▶ _EXERCISE BRIEF_: Copy out, from the entries below, each line holding the string "nodes".

Stored records:
════════════════
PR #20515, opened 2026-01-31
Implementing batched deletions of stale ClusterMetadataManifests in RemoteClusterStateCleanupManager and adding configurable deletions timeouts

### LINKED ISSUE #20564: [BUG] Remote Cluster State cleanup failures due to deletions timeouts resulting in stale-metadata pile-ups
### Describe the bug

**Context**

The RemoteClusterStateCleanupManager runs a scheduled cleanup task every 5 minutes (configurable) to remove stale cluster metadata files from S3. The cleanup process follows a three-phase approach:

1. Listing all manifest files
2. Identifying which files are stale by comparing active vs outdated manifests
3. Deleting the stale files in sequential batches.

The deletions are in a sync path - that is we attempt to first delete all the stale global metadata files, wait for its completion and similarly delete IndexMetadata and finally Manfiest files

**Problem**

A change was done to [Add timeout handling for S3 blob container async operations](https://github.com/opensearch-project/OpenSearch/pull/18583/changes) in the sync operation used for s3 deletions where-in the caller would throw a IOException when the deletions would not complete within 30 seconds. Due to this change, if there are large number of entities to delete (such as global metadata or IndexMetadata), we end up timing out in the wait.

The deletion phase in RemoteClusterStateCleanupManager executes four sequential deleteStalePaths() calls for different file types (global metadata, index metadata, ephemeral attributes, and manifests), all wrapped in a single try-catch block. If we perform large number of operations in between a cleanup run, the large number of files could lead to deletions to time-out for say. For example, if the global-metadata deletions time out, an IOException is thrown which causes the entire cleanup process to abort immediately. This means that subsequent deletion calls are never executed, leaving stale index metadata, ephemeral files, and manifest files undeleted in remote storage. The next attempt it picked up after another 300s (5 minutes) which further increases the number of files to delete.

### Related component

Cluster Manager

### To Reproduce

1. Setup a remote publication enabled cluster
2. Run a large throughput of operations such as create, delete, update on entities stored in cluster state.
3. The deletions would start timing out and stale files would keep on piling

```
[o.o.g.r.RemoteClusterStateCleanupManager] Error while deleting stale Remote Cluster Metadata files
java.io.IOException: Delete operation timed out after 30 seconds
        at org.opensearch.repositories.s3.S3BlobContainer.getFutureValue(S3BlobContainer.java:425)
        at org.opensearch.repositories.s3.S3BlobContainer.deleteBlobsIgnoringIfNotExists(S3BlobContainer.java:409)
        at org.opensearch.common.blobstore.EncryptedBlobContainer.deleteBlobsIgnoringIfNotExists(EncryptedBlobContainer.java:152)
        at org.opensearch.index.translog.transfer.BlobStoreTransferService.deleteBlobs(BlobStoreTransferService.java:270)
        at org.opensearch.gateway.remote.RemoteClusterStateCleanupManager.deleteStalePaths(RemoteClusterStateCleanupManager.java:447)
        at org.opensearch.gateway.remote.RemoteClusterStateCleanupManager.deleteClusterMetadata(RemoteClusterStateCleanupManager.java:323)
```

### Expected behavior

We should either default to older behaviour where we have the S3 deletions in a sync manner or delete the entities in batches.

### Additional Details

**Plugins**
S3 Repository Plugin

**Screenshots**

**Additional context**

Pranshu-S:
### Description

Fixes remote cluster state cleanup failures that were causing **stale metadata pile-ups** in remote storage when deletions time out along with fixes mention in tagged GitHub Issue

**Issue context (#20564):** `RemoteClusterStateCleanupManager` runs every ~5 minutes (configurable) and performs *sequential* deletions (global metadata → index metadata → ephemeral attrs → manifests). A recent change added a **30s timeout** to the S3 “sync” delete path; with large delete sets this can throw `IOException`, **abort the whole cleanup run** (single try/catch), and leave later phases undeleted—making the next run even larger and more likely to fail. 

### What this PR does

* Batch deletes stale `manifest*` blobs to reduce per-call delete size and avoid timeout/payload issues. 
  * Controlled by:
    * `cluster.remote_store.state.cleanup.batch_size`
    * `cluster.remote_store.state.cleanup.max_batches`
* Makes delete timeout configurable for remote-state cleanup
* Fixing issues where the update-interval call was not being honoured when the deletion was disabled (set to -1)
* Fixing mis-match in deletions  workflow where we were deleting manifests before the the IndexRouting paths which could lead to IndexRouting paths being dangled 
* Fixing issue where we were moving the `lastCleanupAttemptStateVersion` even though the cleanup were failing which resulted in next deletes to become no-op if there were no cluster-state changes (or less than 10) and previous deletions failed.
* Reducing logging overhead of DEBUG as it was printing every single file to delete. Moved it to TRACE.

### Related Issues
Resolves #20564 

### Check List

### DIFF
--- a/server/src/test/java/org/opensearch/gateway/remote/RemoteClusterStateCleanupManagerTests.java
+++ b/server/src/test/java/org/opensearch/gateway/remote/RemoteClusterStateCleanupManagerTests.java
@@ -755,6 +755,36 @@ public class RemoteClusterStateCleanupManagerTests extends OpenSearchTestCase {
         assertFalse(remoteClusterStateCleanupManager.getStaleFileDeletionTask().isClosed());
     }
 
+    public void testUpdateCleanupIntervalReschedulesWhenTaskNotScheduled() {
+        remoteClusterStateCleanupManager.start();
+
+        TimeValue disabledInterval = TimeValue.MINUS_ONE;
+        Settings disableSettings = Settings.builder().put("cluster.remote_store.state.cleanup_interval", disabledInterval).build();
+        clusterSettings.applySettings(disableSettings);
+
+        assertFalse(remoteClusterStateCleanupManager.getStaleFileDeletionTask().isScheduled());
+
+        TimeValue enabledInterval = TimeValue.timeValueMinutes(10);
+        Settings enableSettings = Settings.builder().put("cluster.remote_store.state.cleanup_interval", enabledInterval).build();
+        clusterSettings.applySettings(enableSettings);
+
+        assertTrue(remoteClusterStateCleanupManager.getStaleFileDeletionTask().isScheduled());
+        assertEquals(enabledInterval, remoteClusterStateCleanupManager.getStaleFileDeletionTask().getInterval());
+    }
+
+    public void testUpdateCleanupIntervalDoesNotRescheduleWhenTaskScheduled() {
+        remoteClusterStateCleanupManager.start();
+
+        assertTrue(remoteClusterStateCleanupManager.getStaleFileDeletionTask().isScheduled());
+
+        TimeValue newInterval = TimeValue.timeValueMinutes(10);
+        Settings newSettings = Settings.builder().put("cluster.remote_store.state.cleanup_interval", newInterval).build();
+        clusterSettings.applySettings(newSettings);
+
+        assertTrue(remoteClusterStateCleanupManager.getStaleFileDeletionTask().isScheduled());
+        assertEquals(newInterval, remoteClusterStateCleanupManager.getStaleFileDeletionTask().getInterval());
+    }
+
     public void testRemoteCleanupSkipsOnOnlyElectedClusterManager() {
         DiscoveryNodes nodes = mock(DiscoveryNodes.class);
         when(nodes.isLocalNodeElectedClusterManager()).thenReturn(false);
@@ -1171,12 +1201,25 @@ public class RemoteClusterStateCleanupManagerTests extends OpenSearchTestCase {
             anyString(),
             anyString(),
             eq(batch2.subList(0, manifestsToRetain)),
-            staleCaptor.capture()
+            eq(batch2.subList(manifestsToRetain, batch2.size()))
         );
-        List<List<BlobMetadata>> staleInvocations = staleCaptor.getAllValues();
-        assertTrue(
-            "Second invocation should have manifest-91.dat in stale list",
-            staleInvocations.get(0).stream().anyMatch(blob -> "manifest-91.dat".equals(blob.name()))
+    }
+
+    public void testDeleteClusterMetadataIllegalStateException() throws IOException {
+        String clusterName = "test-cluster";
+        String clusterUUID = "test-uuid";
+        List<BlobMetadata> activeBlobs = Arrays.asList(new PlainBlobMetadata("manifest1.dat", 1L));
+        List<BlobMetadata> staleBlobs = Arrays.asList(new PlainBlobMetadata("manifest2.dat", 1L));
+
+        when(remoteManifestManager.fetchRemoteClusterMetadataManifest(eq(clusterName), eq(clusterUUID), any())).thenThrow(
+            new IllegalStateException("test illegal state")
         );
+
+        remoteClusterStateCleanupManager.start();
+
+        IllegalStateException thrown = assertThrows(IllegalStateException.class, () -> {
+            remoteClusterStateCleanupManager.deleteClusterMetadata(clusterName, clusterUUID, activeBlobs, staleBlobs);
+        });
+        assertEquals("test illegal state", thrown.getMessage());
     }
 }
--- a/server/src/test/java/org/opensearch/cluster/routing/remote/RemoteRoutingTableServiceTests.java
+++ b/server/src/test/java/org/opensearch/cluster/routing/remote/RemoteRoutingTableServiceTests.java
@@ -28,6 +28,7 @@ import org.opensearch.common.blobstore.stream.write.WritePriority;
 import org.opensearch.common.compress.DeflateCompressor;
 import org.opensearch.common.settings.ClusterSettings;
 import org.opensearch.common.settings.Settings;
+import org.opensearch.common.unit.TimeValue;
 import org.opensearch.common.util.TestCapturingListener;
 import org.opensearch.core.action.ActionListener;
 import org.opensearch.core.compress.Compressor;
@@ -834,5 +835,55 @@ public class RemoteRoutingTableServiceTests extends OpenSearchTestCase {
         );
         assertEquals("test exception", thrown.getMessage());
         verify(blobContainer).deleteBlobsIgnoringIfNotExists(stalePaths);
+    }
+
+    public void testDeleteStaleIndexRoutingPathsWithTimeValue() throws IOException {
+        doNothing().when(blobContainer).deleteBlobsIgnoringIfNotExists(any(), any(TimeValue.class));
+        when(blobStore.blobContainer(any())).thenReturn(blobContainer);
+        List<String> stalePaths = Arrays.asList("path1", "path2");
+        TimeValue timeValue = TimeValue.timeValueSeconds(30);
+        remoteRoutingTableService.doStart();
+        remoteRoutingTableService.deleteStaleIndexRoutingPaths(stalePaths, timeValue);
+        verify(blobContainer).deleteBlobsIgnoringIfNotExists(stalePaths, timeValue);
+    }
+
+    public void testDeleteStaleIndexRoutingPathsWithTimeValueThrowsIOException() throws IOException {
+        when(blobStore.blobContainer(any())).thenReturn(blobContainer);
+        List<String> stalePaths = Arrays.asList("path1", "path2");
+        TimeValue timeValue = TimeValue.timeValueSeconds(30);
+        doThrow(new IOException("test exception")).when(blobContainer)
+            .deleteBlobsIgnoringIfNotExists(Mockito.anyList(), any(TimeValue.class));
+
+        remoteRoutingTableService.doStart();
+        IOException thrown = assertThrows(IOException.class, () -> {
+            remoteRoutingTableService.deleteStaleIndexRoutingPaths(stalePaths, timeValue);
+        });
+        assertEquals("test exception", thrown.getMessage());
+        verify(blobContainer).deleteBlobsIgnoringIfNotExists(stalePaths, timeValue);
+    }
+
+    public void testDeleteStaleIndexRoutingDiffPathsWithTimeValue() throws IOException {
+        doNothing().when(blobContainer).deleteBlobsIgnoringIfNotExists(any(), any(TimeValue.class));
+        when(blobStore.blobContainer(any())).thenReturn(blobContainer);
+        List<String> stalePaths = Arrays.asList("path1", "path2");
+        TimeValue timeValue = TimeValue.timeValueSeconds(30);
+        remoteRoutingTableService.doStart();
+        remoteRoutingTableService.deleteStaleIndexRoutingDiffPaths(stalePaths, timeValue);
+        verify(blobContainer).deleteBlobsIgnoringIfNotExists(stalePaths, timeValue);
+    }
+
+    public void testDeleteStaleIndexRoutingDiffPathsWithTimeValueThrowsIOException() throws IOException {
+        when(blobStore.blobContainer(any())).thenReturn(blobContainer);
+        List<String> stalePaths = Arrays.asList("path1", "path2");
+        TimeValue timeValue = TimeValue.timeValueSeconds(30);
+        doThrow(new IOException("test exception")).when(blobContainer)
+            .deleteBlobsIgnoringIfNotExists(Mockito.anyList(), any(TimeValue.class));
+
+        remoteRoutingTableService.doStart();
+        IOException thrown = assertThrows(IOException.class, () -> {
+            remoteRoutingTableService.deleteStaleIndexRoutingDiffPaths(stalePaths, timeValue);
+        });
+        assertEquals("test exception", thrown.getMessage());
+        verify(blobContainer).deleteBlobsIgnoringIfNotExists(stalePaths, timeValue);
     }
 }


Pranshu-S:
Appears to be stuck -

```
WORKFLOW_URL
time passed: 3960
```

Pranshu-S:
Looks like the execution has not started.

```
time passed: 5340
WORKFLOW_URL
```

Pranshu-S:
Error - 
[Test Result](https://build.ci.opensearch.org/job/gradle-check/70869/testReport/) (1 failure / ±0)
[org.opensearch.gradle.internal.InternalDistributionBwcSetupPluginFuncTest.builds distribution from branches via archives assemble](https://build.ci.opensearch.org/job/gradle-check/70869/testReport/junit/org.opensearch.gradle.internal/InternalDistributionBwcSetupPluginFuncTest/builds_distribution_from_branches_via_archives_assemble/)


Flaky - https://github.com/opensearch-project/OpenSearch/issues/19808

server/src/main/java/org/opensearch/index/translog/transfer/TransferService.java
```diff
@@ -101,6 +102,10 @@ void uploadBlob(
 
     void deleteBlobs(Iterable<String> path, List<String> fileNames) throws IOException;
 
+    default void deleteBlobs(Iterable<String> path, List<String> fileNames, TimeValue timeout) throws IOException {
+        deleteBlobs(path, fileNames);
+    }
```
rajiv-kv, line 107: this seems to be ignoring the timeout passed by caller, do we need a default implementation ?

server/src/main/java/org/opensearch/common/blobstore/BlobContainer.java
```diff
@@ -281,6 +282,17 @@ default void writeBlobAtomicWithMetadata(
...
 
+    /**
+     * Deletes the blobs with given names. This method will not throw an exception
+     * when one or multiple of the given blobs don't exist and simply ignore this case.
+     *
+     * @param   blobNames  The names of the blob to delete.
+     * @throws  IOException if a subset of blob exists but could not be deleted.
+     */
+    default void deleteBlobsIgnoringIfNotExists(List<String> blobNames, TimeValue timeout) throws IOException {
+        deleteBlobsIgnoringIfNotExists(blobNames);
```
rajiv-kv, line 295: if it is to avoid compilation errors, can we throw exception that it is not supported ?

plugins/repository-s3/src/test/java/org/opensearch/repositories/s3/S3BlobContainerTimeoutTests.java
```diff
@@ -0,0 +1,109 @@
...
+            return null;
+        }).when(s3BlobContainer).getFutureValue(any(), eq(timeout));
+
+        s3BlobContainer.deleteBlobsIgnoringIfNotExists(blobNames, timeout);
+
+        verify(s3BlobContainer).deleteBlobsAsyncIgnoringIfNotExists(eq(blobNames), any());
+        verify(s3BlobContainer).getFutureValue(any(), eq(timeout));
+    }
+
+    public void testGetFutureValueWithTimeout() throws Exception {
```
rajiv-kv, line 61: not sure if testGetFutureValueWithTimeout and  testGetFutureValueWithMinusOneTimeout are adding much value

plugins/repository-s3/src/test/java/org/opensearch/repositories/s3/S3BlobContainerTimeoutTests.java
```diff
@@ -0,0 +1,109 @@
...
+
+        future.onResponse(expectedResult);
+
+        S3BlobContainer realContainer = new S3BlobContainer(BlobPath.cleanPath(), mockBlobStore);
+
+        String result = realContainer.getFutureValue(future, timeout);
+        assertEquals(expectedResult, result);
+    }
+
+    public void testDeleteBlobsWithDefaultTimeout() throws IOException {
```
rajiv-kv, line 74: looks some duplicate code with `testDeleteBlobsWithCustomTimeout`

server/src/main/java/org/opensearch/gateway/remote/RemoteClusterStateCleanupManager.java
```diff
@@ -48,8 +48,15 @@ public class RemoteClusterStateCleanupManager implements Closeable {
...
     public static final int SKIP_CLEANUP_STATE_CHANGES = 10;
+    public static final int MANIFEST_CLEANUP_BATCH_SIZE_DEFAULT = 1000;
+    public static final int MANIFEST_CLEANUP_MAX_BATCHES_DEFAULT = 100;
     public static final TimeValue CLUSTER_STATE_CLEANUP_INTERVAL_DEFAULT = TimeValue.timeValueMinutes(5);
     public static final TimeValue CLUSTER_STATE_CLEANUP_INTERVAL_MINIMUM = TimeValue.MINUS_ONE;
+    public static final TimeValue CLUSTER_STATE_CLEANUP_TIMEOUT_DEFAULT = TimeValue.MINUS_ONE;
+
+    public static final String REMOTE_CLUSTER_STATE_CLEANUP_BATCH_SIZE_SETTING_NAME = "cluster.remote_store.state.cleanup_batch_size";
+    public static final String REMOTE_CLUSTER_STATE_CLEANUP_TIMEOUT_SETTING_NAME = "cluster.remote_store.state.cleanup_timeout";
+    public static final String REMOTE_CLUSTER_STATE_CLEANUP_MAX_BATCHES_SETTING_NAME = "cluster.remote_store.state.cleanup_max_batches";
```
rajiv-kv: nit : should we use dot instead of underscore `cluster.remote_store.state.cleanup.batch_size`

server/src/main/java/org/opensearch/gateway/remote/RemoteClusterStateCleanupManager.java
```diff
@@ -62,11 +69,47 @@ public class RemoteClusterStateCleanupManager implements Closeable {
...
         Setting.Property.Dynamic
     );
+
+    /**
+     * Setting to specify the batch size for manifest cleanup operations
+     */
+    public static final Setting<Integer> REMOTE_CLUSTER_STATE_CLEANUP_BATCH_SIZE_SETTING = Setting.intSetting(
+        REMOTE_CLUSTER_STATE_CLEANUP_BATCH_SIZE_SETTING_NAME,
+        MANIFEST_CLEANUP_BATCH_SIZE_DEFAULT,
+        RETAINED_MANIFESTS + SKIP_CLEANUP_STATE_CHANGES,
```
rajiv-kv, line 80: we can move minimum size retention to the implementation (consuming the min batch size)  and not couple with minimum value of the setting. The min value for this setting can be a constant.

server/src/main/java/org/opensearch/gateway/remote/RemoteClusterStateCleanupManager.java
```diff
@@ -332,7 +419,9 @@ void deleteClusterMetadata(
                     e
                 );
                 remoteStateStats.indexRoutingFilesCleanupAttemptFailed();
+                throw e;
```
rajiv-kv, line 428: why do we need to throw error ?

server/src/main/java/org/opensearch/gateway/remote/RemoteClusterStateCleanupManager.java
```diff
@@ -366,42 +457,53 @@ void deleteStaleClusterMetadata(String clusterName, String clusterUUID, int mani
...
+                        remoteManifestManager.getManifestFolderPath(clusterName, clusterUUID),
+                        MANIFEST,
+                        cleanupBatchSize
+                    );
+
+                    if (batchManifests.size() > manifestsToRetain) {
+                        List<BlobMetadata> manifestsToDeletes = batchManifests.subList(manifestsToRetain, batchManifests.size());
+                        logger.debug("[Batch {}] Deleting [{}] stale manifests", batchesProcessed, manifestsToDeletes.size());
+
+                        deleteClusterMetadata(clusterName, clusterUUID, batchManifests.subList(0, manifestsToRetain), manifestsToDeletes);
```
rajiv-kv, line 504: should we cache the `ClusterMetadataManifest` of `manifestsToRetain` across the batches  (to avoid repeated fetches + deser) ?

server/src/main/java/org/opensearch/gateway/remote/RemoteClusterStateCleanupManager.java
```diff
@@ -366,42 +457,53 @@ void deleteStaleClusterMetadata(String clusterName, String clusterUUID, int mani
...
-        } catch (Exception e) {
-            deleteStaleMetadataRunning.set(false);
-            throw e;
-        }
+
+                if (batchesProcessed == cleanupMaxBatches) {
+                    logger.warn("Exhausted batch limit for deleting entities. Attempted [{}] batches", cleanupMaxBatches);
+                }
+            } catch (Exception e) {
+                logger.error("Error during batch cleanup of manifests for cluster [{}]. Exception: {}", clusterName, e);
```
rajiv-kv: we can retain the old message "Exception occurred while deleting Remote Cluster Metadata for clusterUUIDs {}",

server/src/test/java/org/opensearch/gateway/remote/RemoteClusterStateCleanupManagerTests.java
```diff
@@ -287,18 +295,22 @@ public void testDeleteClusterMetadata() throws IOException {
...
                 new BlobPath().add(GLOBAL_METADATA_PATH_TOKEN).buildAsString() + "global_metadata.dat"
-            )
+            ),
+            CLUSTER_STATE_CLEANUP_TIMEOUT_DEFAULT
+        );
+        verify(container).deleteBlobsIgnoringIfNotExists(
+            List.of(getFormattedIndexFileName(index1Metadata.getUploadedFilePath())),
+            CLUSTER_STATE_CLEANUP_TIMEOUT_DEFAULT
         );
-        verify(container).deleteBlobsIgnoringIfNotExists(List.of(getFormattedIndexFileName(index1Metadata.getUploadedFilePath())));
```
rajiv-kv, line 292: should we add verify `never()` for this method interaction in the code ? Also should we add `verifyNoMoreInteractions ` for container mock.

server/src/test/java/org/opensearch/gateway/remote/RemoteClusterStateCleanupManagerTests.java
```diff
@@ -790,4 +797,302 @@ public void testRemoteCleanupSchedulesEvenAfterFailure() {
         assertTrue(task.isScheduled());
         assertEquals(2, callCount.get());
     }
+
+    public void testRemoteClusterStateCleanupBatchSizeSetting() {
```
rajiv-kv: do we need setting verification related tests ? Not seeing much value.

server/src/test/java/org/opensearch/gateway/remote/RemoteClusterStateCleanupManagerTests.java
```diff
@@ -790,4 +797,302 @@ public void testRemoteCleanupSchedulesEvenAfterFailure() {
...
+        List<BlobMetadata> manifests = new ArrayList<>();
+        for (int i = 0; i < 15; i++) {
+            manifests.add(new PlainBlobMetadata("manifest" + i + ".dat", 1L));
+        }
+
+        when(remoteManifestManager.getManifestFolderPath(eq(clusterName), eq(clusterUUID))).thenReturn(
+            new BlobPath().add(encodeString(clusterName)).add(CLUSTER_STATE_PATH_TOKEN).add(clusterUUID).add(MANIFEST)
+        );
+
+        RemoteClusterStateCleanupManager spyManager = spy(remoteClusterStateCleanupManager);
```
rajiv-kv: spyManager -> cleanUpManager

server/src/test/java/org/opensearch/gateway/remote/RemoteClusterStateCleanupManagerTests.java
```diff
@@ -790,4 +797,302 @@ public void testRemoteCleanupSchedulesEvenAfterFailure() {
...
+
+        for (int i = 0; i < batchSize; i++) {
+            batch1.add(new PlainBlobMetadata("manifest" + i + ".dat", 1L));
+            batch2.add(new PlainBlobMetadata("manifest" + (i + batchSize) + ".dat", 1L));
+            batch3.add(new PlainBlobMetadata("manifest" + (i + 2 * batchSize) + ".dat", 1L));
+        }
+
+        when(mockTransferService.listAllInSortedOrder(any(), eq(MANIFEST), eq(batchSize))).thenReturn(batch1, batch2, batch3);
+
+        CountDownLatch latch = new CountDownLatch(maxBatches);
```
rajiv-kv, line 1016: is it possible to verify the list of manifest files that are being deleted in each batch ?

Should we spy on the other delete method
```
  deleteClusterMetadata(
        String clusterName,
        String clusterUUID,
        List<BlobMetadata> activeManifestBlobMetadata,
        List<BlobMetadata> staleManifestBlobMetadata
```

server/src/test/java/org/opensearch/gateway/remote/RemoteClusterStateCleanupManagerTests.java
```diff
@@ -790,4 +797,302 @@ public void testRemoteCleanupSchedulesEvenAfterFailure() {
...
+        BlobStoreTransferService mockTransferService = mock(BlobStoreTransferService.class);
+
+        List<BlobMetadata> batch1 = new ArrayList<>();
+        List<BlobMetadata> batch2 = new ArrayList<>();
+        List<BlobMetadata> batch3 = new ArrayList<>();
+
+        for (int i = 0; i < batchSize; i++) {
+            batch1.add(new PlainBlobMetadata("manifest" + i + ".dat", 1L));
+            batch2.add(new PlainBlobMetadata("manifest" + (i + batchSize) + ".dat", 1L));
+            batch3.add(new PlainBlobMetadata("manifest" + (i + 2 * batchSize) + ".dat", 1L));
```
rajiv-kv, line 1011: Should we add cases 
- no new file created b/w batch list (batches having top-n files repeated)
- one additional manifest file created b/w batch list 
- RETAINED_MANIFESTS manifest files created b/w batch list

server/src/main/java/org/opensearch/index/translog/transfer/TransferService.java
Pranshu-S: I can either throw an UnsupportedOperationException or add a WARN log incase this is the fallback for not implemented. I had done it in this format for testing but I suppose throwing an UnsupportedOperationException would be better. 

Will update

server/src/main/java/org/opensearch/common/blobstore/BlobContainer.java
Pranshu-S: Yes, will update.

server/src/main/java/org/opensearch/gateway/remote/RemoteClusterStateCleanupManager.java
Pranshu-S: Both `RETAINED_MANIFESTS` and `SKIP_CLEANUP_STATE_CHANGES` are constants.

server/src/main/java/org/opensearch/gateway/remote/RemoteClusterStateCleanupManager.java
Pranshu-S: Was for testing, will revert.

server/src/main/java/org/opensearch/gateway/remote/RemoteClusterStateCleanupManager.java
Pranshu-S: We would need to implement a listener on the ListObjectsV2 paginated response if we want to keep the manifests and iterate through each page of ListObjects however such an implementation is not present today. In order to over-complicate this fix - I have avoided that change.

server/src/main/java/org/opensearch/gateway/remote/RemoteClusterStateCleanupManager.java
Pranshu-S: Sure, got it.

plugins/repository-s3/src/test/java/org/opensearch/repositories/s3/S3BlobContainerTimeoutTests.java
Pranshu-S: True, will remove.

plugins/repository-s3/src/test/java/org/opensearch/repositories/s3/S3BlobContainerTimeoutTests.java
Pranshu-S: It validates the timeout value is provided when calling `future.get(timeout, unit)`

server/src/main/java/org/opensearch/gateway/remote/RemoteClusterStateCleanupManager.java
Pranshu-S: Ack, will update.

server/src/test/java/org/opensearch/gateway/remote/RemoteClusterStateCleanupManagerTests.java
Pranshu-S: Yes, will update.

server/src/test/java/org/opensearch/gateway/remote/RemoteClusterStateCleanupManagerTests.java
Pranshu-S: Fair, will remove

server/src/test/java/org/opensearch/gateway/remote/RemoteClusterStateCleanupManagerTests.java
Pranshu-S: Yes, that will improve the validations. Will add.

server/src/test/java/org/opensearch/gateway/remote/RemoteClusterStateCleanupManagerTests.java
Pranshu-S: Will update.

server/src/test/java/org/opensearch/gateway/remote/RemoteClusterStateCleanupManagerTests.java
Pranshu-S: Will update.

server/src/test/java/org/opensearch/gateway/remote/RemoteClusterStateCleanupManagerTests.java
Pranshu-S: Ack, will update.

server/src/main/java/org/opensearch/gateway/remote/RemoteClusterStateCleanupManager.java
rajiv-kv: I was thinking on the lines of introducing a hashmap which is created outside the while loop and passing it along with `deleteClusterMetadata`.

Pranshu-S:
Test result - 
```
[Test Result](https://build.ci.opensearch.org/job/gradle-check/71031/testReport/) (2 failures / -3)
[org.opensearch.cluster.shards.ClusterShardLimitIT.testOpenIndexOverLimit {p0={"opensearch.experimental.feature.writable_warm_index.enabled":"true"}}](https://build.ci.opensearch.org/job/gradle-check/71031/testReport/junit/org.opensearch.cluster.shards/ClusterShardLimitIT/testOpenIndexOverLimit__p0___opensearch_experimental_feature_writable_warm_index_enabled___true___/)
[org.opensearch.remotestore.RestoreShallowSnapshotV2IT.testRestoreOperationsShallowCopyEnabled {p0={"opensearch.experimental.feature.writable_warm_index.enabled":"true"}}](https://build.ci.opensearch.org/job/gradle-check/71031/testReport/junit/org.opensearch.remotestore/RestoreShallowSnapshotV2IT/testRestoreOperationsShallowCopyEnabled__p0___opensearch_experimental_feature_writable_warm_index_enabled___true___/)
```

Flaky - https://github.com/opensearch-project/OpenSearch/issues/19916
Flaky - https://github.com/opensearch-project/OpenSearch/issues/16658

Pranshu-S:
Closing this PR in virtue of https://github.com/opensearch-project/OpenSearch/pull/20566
════════════════
▶ _REPLY_:
         DiscoveryNodes nodes = mock(DiscoveryNodes.class);
         when(nodes.isLocalNodeElectedClusterManager()).thenReturn(false);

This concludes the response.